--- START ---

PR #95, opened 2026-06-16
Pin JuliaFormatter to v1.0.62

### LINKED ISSUE #94: Pin JuliaFormatter version
The JuliaFormatter action is really noisy imo (I know i introduced it, in hindsight this was a mistake). I think given the [recommendation of the package](https://github.com/julia-actions/julia-format/pull/51#issuecomment-4642607713) we should pin JuliaFormatter and reintroduce it as part of testing. That way each PR isn't being bombarded by 30 commits everytime someone forgets to run `format(".")`.

rsenne:
This PR pins JuliaFormatter to 1.0.62. This has a few advantages.

1. v1.0.62 is considered stable by the package and so is reliable in comparison to v2 where format changes are not unexpected minor version to minor version
2. We can reintroduce testing w/ JET as that package loosened its JuliaSyntax comapt to v1 (i.e., no more `MethodTableError`)
3.  We can get rid of the format on PR stuff that imo just was extremely noisy

Resolves #94


JoseKling (approved):

JoseKling:
Great. Thanks

PR #96, opened 2026-08-08
Review Changes

rsenne:
hey @JoseKling i found a few more things on #92 during review but I don;t want to keep holding it up so I'm doing a stacked PR here with some proposed changes. Sorry this has taken me so long. I think these all make sense but let me know if anything is afoot. I've approved #92 so this can be the next PR after

Bug fixes:
- `simulate(::PoissonProcess, tmin, tmax)` started its first inter-arrival at 0
  instead of `tmin`, so simulating on an interval with `tmin != 0` produced events
  outside `[tmin, tmax)` and a positive log-density.
- `simulate(::PoissonProcess, ...)` and `simulate_ogata` sampled marks through the
  rng-less `sample_mark`, so seeded simulations were not reproducible in their marks.
- `event_times(h, d)` ignored `d` for univariate histories while `event_marks(h, d)`
  did not. `History(h, d)` combines both and passes `check_args=false`, so
  `History(univariate_h, 2)` silently returned a history whose times and marks had
  different lengths. Both accessors now agree, and `History(h, d)` validates `d`.
- The inner `History` constructor coerced `dims .= nothing` when `N == 1`, which
  throws a `convert` `MethodError` for integer dims and mutates the caller's vector
  for `Union{Nothing,Int}` dims. It now validates instead of coercing.
- The generic multivariate `time_change` sized its buffers by `ndims(h)` but looped
  over `1:ndims(pp)`, giving a `BoundsError` when the process had more dimensions
  than the history. Mismatched dimensions now throw a `DimensionMismatch`.

JET:
- `fit(::Type{<:Distribution}, ::History)` and `fit(::Type{<:AbstractPointProcess},
  ::History)` intersect at `Type{Union{}}`, so inference put a `Distribution` in the
  return-type union of `fit(PP, h)`, which is what JET was reporting. Adding a
  `Type{Union{}}` method removes it, so the `::AbstractPointProcess` assertion in
  `MonteCarloTest` (which turned the inference gap into a possible runtime
  `TypeError`) is no longer needed.

Docs:
- The multivariate interface docstring listed `integrated_ground_intensity(pp, t, h, d)`
  and required `simulate(pp, h)`
- The interface docstrings in `abstract_point_process.jl` documented the multivariate
  methods as `(pp, h, t, d)`, but the code takes `(pp, t, h, d)`.
- `mark_distribution` was declared and documented twice, so the first docstring was
  discarded with a `Replacing docs` warning during precompilation. Merged into one.
- Restored the `time_change(h, Λ)` docstring, without which `@docs time_change` in
  `api.md` rendered the `InhomogeneousPoissonProcess` method under History.
- Documented the current `History` constructor forms, including that a plain vector
  of times always builds a univariate history.

### DIFF
--- a/.gitignore
+++ b/.gitignore
@@ -4,3 +4,4 @@
 /docs/build/
 **/Manifest.toml
 .vscode
+dev/
--- a/src/HypothesisTests/PPTests/monte_carlo_test.jl
+++ b/src/HypothesisTests/PPTests/monte_carlo_test.jl
@@ -110,6 +110,6 @@ function MonteCarloTest(
         throw(ArgumentError("Test is not valid for empty event history."))
     end
 
-    pp_est = fit(PP, h)::AbstractPointProcess # JET complains if not specified
+    pp_est = fit(PP, h)
     return MonteCarloTest(S, pp_est, h; kwargs...)
 end
--- a/src/abstract_point_process.jl
+++ b/src/abstract_point_process.jl
@@ -16,12 +16,13 @@ Base.ndims(::AbstractPointProcess)
 
 ## Intensity functions
 """
-    ground_intensity(pp, h, t)
+    ground_intensity(pp, t, h)
+    ground_intensity(pp, t, h, d)
 
 Compute the ground intensity for a temporal point process `pp` applied to history `h` at time `t`.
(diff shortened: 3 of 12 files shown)


JoseKling (approved):
Great, thanks!

PR #20, opened 2024-03-04
make typescript compile

michaelglass:
npx tsc now compiles the chat widget

### DIFF
--- a/packages/chat-widget/tsconfig.json
+++ b/packages/chat-widget/tsconfig.json
@@ -2,6 +2,7 @@
   "compilerOptions": {
     "target": "es6",
     "module": "esnext",
+    "moduleResolution": "bundler",
     "lib": ["dom"],
     "jsx": "react",
     "skipLibCheck": true,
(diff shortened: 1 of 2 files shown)


peterszerzo:
@michaelglass there is indeed something strange going on here that we should look into, what strikes me off the bat is that the regular `tsc` binary is suggesting fixes that don't look right (`Theme` from `@emotion/react` when what we intend to use is the local custom `Theme`). Conversely, if I make what I think is a legitimate type error, `rollup` alerts me as it should.

Can we move this PR into draft?

packages/chat-widget/tsconfig.json
```diff
@@ -1,9 +1,10 @@
 {
   "compilerOptions": {
     "target": "es6",
-    "module": "esnext",
+    "module": "nodenext",
```
michaelglass, line 4: this is the meat of this change. Unclear to me why targeting `esnext` won't pull in `types.d.ts` but it apparently doesn't :-/

peterszerzo (approved):

peterszerzo (approved):

PR #22, opened 2024-03-04
voice compass docs

michaelglass:
this is ready for review but awaiting some documentation links from nlx journey docs.


packages/website/package.json
```diff
@@ -19,6 +19,7 @@
     "react-dom": "^18.2.0",
     "react-markdown": "^9.0.0",
     "react-router-dom": "^6.17.0",
+    "remark-gfm": "^4.0.0",
```
michaelglass, line 22: peter & I discussed initial documentation, and the use case for this was removed. 

I think it's still worth keeping because I can imagine tables being useful. But we can also get rid of it until we actually use the functionality.

packages/website/src/components/ChatConfiguration.tsx
```diff
@@ -188,38 +189,6 @@ export const ThemeEditor: FC<{
   );
 };
 
-const RadioList = <T extends unknown>({
```
michaelglass, line 191: extracted to its own component. Peter wanted me to use this component for voice compass examples

packages/website/src/content/06-01-multimodal-getting-started.tsx
```diff
@@ -19,6 +33,14 @@ In a bundled JavaScript application or Node.js:
 ~~~js
 ${voiceCompassSetupSnippet({ environment: Environment.Bundle })}
 ~~~
+
+[flow]: https://docs.studio.nlx.ai/intentflows/overview
+
+[//]: <> (TODO: add proper links...)
```
michaelglass, line 39: these are ~ blocking merge

peterszerzo (dismissed):

peterszerzo (approved):

PR #23, opened 2024-03-04
small voice compass changes

michaelglass:
a handful of small changes to the voice compass API. Want to sync with @sam-trost about these

These are all good, but talking to Sam, I'd like to try scrapping most of this API and making it much much simpler. 

from my understanding: Voice Compass used to model a state machine internally, but now requires the user to model the state machine. Considering that: I think the small complexity around state management can go away and can be modeled in the documentation. So while this PR is probably a bunch of baby steps in the right direction, the subsequent PR will try trimming the library down to the bare minimum

### DIFF
--- a/packages/voice-compass/src/index.ts
+++ b/packages/voice-compass/src/index.ts
@@ -96,7 +96,7 @@ export const create = (config: Config): VoiceCompass => {
       })
       .catch((err: Error) => {
         if (config.debug) {
-          console.error(`× step: ${payload.stepId}`, err);
+          console.error(`× step: ${payload.stepId}`, err, payload);
         }
         return {
           error: `Something went wrong`,
--- a/packages/voice-compass/src/index.ts
+++ b/packages/voice-compass/src/index.ts
@@ -23,10 +23,21 @@ export interface Config {
 
 export interface StepData {
   stepId: string;
-  context?: Record<string, any>;
+  context?: Context;
 }
 
-export type Context = Record<string, any>;
+/** A JSON stringify-able value. */
+export type jsonable =
+  | string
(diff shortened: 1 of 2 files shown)


packages/voice-compass/src/index.ts
```diff
@@ -129,8 +125,7 @@ export const create = (config: Config): VoiceCompass => {
       });
     }
     lastUpdate = {
-      // TODO: sort out whether optional stepID's are even allowed
```
michaelglass, line 132: @sam-trost is a step id optional?

michaelglass: from sam: confirmed

packages/voice-compass/src/index.ts
```diff
@@ -23,10 +23,21 @@ export interface Config {
...
+  | string
+  | number
+  | boolean
+  | null
+  | undefined
+  | jsonable[]
+  | { [key: string]: jsonable }
+  | { toJSON(): jsonable };
+
+export type Context = Record<string, jsonable>;
```
jakub-nlx, line 40: I'm not convinced this is really an improvement.

michaelglass: mostly: functions

peterszerzo: I would stick to the `any` here, pretty sure some user will have a not-quite-so-perfectly typed codebase and the type definition will cause them trouble.

The other interesting avenue would be to add `context` as a kind of type parameter/generic to the client somehow, because this is code we can generate for download from the platform.

jakub-nlx (approved):

PR #31, opened 2024-03-17
generate api docs from tsdoc

michaelglass:
this is a prototype of generating documentation from tsdoc.

On the one hand, it's a little more verbose than the most basic of docs.

On the other hand it's more consistent and probably easier to keep in sync.

Maybe there's a partially-manual version where the generated markdown is simplified before consumed by the docs.

this builds on top of #22, the base branch is set to that for easier review.

Another option would be having a third API reference website that's more purely tsdocs generated from code. Would help to dis-entangle deploys and styles from the docs and API pages


packages/website/src/content/06-03-multimodal-api-reference.md
```diff
@@ -0,0 +1,230 @@
+
```
michaelglass, line 1: this file is generated from `npm run publish-docs`. I also removed a single superfluous doc line

packages/website/src/main.tsx
```diff
@@ -35,7 +35,7 @@ const App: FC<{}> = () => {
 };
 
 createRoot(document.getElementById("app") as Element).render(
-  <HashRouter>
+  <BrowserRouter>
```
michaelglass, line 38: hash router means: anchor tags (used in the markdown) don't work

packages/voice-compass/typedoc.cjs
```diff
@@ -0,0 +1,12 @@
+/** @type {import('typedoc').TypeDocOptions} */
+module.exports = {
+  sort: ["source-order", "kind", "instance-first", "alphabetical"],
+  entryPoints: ["./src/index.ts"],
+  out: "docs",
+  validation: { notExported: true, invalidLink: true, notDocumented: true },
+  treatWarningsAsErrors: true,
+  treatValidationWarningsAsErrors: true,
+  categoryOrder: ["Setup", "Client"],
+  plugin: ["typedoc-plugin-markdown"],
```
michaelglass, line 10: the markdown plugin is a proxy for a minimally-styled version of typedoc's output.

for more examples of how typedoc usually looks in the wild:

https://typedoc.org/api/
https://typedoc.org/example/

(or with a non-standard theme:)
https://v1.baklava.tech/api/index.html#/@baklavajs%2Fcore

packages/website/src/main.tsx
peterszerzo: @michaelglass thanks so much for changing the router, hash routing was set up at a time when we were still on github pages and it was easier not to have to deal with a base path different from `/`, this is better.

Please keep in mind that explicit references to hash-based URL's are present throughout the app (next page / prev page navigation for example), let's make sure these are all compatible with the new routing.

peterszerzo (approved):

PR #35, opened 2024-03-27
fix CI and some minor cleanups along the way

michaelglass:
fixes CI -- and did some cleanups while I was trying to diagnose the issue


packages/chat-core/tsconfig.json
```diff
@@ -1,14 +1,14 @@
 {
   "compilerOptions": {
-    "target": "es6",
```
michaelglass, line 3: I believe these are developer only because rollup handles its own tsconfig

--- END ---

◆ **Exercise**
Find and copy each line in the material above where the string "while" occurs.

◆ **Solution for this exercise**
- `event_times(h, d)` ignored `d` for univariate histories while `event_marks(h, d)`
from my understanding: Voice Compass used to model a state machine internally, but now requires the user to model the state machine. Considering that: I think the small complexity around state management can go away and can be modeled in the documentation. So while this PR is probably a bunch of baby steps in the right direction, the subsequent PR will try trimming the library down to the bare minimum
fixes CI -- and did some cleanups while I was trying to diagnose the issue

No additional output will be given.